Data section:

PR #530, opened 2022-05-17
Kiali site schedule release

leandroberetta:
This PR adds the scheduling mechanism.

Next release will be on the next Monday after the end of the sprint triggered manually, merge after that date.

What to produce:
Having found the line with "Kiali site schedule release", transcribe it and each line after it to the end of the entries, with no other lines.

Answer to this exercise:
Kiali site schedule release

leandroberetta:
This PR adds the scheduling mechanism.

Next release will be on the next Monday after the end of the sprint triggered manually, merge after that date.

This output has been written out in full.